> ASSIGNMENT
Which lines of the material contain the word "term"? Show each one.

++++++++++

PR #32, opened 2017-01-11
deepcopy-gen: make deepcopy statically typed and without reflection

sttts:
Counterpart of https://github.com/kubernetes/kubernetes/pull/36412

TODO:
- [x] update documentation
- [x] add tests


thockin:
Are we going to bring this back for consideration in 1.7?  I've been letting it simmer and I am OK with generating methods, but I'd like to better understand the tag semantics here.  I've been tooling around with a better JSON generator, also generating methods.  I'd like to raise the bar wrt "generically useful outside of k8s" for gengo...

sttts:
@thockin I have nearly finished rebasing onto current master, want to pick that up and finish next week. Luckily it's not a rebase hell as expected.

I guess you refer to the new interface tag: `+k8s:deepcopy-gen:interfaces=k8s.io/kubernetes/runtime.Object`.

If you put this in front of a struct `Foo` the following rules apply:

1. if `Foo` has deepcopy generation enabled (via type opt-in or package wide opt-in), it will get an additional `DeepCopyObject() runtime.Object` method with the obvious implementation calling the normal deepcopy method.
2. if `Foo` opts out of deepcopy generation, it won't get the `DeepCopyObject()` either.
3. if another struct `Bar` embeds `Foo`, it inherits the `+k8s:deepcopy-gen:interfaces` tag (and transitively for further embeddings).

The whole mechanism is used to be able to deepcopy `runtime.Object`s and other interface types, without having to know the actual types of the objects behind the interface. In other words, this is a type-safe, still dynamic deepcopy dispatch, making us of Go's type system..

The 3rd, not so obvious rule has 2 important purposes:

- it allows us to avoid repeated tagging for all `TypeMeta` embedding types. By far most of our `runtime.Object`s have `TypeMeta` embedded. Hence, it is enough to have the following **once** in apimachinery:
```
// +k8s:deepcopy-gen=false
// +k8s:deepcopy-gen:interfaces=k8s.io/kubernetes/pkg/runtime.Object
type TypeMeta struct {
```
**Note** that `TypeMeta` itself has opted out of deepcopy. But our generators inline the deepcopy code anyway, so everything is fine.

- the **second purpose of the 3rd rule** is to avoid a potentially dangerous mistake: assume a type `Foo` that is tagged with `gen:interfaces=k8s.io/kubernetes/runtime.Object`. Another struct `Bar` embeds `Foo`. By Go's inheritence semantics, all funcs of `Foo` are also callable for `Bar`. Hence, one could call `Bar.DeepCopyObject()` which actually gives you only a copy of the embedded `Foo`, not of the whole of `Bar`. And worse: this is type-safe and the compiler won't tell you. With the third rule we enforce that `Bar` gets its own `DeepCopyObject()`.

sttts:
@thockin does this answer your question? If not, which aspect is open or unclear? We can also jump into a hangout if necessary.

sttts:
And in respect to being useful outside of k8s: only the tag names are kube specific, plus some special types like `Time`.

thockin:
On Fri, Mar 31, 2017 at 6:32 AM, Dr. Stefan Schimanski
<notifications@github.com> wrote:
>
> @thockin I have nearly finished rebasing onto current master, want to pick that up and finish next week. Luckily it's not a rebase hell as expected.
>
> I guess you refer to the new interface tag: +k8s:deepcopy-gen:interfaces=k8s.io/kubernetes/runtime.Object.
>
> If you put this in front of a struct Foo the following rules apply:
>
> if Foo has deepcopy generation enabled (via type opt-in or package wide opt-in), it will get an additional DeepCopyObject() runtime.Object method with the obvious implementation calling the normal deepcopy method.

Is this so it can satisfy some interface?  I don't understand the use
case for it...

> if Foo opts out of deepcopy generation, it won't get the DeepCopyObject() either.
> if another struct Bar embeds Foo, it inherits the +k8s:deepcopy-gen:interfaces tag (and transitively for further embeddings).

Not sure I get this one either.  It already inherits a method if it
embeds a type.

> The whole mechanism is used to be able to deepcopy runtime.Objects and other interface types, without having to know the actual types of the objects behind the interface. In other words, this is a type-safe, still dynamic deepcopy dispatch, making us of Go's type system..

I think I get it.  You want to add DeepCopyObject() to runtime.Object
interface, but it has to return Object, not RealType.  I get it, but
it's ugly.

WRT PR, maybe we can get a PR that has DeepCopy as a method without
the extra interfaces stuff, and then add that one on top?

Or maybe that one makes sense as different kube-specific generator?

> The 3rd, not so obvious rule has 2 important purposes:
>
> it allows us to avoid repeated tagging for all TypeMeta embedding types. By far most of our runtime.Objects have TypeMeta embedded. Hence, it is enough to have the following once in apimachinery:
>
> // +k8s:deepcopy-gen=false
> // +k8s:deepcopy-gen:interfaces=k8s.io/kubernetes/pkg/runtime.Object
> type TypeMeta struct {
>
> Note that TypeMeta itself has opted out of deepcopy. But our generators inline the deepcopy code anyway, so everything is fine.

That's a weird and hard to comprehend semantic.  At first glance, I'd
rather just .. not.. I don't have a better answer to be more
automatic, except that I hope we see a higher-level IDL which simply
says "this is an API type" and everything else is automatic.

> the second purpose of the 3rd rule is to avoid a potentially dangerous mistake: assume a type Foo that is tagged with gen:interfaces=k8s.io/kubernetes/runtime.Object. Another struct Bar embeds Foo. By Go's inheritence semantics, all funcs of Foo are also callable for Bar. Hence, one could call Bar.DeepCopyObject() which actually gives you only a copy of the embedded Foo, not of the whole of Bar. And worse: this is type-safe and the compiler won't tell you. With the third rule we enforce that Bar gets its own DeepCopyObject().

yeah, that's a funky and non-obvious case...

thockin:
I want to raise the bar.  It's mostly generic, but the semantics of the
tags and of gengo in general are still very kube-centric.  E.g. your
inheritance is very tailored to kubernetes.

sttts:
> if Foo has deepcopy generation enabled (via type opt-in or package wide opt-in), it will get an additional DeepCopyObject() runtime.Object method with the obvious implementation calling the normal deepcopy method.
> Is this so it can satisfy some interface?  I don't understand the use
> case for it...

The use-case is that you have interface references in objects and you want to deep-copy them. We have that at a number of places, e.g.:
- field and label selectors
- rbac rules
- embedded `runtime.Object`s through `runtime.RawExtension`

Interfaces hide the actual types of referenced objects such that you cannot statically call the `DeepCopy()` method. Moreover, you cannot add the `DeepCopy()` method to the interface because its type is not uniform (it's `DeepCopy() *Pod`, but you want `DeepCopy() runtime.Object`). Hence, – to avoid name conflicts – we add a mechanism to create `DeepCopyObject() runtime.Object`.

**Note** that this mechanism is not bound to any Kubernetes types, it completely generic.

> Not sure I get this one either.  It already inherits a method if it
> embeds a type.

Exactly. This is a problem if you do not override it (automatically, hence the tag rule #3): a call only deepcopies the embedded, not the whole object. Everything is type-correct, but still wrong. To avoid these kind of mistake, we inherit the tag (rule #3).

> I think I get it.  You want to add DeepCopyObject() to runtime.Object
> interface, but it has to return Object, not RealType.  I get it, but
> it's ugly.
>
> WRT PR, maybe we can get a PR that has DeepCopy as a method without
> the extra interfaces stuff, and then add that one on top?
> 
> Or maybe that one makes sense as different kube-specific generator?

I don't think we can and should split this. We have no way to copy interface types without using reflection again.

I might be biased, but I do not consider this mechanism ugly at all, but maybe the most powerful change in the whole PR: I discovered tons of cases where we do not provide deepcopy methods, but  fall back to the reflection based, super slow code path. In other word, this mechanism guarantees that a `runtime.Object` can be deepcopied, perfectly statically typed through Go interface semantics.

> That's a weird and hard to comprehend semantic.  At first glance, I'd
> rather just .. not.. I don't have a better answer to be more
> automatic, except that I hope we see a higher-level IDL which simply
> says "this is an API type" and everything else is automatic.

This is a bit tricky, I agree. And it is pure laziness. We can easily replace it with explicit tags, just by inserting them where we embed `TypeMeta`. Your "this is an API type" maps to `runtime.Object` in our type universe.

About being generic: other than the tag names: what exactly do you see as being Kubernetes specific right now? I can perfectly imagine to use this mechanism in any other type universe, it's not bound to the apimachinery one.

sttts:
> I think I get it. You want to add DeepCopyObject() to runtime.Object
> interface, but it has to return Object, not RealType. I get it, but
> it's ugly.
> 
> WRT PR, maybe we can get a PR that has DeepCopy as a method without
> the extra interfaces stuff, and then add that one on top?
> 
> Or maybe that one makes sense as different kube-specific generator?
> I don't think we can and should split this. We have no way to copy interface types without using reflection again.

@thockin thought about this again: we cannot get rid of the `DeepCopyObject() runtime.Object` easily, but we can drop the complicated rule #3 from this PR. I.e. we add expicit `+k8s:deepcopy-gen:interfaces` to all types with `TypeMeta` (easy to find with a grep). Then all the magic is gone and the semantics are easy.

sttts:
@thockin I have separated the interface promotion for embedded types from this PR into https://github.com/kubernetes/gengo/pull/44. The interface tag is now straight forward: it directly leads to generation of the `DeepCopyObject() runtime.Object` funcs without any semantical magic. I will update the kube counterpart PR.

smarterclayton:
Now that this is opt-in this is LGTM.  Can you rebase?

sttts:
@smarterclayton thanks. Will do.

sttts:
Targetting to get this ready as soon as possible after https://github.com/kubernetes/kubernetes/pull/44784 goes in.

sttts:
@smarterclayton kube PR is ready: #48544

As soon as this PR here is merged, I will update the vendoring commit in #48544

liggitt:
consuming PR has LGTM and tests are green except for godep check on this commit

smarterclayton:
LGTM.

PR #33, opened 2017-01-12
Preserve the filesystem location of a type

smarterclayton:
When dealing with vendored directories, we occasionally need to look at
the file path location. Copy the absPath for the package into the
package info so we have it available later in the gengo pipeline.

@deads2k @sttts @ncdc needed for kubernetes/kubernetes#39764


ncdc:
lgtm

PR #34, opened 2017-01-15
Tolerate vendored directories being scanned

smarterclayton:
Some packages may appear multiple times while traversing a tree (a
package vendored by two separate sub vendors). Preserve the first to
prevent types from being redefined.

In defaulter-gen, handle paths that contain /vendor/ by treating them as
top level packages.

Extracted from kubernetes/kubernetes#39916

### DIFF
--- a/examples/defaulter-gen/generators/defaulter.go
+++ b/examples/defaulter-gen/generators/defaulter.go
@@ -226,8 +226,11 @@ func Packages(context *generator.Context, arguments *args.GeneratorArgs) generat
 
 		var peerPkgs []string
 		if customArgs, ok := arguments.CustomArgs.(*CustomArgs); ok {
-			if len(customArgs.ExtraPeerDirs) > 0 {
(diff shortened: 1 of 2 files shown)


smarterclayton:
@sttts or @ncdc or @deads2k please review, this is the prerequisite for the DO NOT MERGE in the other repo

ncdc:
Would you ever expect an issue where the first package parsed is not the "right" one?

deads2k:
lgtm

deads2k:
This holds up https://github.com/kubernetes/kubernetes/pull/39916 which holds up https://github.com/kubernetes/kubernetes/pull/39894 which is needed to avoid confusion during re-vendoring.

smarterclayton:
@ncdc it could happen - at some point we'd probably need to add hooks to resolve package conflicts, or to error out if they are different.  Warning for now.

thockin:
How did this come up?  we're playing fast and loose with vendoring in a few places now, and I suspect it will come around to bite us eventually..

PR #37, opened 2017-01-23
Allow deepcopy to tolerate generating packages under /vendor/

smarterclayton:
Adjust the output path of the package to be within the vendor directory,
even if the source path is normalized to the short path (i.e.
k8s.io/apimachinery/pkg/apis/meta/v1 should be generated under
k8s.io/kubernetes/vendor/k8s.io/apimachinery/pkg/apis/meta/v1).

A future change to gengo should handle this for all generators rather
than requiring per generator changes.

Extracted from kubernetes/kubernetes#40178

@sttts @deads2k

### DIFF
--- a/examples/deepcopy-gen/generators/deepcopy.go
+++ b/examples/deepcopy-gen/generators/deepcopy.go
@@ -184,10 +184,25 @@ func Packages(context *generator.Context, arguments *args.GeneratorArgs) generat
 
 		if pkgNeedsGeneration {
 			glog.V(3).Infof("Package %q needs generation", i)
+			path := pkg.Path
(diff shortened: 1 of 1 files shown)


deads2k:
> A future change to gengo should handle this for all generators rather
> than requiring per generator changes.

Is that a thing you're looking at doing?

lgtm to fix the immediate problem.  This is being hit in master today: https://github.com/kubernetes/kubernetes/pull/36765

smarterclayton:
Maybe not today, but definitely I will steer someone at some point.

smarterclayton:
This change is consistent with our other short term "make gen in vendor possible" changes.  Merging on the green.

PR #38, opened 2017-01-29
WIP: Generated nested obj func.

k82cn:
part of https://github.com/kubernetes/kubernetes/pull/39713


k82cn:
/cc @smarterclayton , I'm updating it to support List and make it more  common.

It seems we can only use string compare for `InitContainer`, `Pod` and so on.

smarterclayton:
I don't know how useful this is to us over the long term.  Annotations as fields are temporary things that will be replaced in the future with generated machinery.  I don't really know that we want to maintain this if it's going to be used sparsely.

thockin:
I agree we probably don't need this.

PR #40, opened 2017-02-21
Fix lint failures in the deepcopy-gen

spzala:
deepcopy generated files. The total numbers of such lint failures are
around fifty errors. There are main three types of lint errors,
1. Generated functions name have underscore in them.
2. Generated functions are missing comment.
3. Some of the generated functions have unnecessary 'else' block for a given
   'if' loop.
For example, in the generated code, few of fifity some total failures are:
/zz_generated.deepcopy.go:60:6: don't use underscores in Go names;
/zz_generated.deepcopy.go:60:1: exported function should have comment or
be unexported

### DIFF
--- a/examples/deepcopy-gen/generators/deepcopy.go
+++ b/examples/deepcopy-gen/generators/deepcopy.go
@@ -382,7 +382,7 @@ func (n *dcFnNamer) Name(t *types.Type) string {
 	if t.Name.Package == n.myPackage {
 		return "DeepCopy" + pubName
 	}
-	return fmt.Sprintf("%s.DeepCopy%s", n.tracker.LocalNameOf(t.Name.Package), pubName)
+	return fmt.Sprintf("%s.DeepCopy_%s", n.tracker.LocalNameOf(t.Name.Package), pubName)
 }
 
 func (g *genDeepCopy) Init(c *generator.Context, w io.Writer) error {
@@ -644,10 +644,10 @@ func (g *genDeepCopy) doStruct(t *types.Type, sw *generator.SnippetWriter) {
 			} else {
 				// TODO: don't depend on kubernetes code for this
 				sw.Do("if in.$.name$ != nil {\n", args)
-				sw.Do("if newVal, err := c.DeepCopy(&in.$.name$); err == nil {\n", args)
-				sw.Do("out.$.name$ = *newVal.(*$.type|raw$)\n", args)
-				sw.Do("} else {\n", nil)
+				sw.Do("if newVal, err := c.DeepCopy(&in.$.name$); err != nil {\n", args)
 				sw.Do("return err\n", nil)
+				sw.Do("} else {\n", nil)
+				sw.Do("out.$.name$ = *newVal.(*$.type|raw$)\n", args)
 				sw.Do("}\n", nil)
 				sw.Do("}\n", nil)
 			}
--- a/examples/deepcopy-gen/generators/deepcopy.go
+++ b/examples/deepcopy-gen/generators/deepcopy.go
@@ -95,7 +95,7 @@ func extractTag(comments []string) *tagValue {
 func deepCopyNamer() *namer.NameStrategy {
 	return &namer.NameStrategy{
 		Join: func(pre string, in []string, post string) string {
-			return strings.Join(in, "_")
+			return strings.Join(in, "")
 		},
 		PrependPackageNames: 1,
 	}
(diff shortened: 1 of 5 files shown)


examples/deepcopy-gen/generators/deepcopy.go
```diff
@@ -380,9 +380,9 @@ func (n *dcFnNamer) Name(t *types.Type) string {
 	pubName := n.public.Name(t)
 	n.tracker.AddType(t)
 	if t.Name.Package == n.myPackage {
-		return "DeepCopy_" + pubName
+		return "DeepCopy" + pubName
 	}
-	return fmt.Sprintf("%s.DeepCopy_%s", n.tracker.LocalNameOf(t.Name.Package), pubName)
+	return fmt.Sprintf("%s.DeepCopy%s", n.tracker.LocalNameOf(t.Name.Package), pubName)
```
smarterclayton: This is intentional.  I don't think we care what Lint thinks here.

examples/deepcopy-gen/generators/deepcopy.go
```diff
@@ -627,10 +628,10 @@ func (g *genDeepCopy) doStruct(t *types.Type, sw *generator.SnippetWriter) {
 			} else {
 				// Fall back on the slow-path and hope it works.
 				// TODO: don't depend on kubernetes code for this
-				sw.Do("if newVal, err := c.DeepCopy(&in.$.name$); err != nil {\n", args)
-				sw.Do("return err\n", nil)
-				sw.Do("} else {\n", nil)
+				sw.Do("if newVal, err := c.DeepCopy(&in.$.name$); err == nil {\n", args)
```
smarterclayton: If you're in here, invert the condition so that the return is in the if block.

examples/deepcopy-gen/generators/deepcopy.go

++++++++++

> EXERCISE OUTPUT
This change is consistent with our other short term "make gen in vendor possible" changes.  Merging on the green.
I don't know how useful this is to us over the long term.  Annotations as fields are temporary things that will be replaced in the future with generated machinery.  I don't really know that we want to maintain this if it's going to be used sparsely.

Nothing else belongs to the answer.